Technically Link found me and my father awoke me, but you were as awed by me as if I had been in a disguise as intentional as the last one.
Even though I was the most resilient me I have ever been, you treated me tenderly.
You could have killed me. You probably should have.
But I heard what you whispered in my ear when you thought I was sleeping.
You couldn't bring yourself to spill my blood.
That time, you died.
The memory is bittersweet.
There was a world where the Hero died.
You made me watch as you ran the green tunic through with your sword, staining the windows of my throne room with his crimson blood.
I remember your smirk when you turned back toward me.
You had won, and you took my kingdom as your reward.
But for that moment, you were begging for my approval.
I was one of the few who could stand in your way.
You held a poisoned dagger over my head, your foot pinning me down at the waist and a magic tie binding my hands above my head.
In our struggle I you had ripped my clothes. My entire right side was bared to you in naked fury.
Still, your eyes stayed on my face.
When I woke several centuries later to the sound of Link's Triforce chiming with mine, I was clothed in the loveliest dress I had ever worn.
And the taste of your lips was still in my mouth.
You rose again, literally flinging Hyrule into an age of shadow.
Your minion was not one with your mind. He hampered your plans.
I remember watching your anger burn through another's eyes when you realized that I had died to thwart your plans.
When you brought my body back I was confused.
I didn't have a soul, I was just an empty shell.
But I could tell that you were disappointed with whatever you had managed to create.
Eventually the body you had recreated was useful to you. Link and Midna hated to hurt me, and you used my image to attack them.
I was quickly cleansed of you and my soul returned.
Yet I could not forget the way you had touched the lifeless body.
Not when it felt so good.
That was the last time I was able to see you.
Across all the realms, there was someone else.
Vaati.
Aganahim.
Onox.
Veran.
Bellum.
Malladus.
Yuga.
None of them terrified me like you had, none of them caused me to truly fear for my kingdom the way you had.
Sometimes you were there, but it wasn't you any more.
I knew the way you looked, moved, and acted.
Whatever that boar was, I saw none of you in it.
Just like you, just like Link and everyone else who was trapped in the cycle with us, I have finally been freed.
Hyrule has ended, not at your hands but at the hands of the goddesses.
They tired of their game, and so they destroyed it.
They pulled our spirits out of the wreckage and let us finally see the whole plan, finally recover the memories of every life we had lived and every pain we had ever felt.

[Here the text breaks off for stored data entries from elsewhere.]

PR #10846, opened 2024-06-02
Make callback command server-only

Machine-Maker:
Closes https://github.com/PaperMC/Paper/discussions/10840

----

Prevents sending our `/callback` command in the clientbound commands packet. The callbacks should still work, there just won't be any tab completion or suggestion for the callback command.

### DIFF
--- a/patches/server/1053-Make-callback-command-server-only.patch
+++ b/patches/server/1053-Make-callback-command-server-only.patch
@@ -1,0 +1,47 @@
+From 0000000000000000000000000000000000000000 Mon Sep 17 00:00:00 2001
+From: Jake Potrebic <jake.m.potrebic@gmail.com>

I could feel Link's spirit writhing for days, burning so brightly and screeching so loudly that the sudden silence was hardly bearable. When he fought he was nothing more than a goddess' tool, left to deal with the deeds of his hands once she returned the ability to think. Each life had pained him. I could not imagine the weight of dozens.

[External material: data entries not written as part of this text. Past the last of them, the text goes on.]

PR #10847, opened 2024-06-02
1.20.1 Nur Spigot Started Here

NekoMonci12:
The Beginning of Nur Spigot


Malfrador:
I know you just PR'ed to the wrong repo.
But if you are planning on making a Paper fork, its highly recommend to use Paperweight for this instead of just forking the Github repository. It will make development and future maintenance of your fork much much easier.

See [here ](https://github.com/PaperMC/paperweight-examples) for an example on how to create a fork with Paperweight. You can also look at other Paper forks, like Purpur or Pufferfish - they use paperweight too.

PR #12463, opened 2025-04-22
Fix CCE in LingeringPotionSplashEvent

wizjany:
Regression in 1.21.5 update ([ref](https://github.com/PaperMC/Paper/commit/f00727c57e564f3a8cb875183a54142feb693db7#diff-bd1c99844d4a4fbb8a38c4e3519004b029ab994dc325fbb513ccb62313ee7a0eR41), if it loads).

Might ultimately make more sense to rename the AoE cloud instead of having two things named `entity` in "scope" but that's a separate issue.


electronicboy (approved):

electronicboy:
Welcome to paper! Thanks!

You did not react very much. You had only lived a few lives, and even in those you had a vague recollection of the man you had been previously. Not like I, who had her memories obliterated with the passing of each body. Not like Link, who wouldn't have wanted to remember if he could. No, you were a steady flame, as collected and eerily comfortable as you had been on earth.
But I had a revelation. I could finally see everything, what I had and had not realized. The moments I had never remembered when I was reborn.
You.
You were everywhere.
Your touch, your scent, your silhouette against a burning sky.
The sound of your voice and the rumble of your laugh.
The steady hum of your piece of the Triforce, a low roiling current against Courage's upbeat thrumming and Wisdom's steady murmur.
Finally I see what the goddesses had me forget between births.
Finally I know what belonged in the gaps of my memory of lives.
Our caresses, our brushes, our kisses, our words.
Our secrets, our skin.
Our promises.
Crying out and consuming one another.
I can feel your spirit beside me.
I creep toward you, reaching out to you.
We have no voices. We don't need them.
They say that if you stretch a band far enough, it will rip before it breaks. You'll be able to tell.
In that moment, I could tell that our tie to the goddesses was slipping.
Slipping from tying our feet and moving up to our necks.
The Triforce.
The vows for vengeance and protection.
Like Link, we fade.
They are done with their game, for the pieces have broken apart.
But that is alright.
I remember.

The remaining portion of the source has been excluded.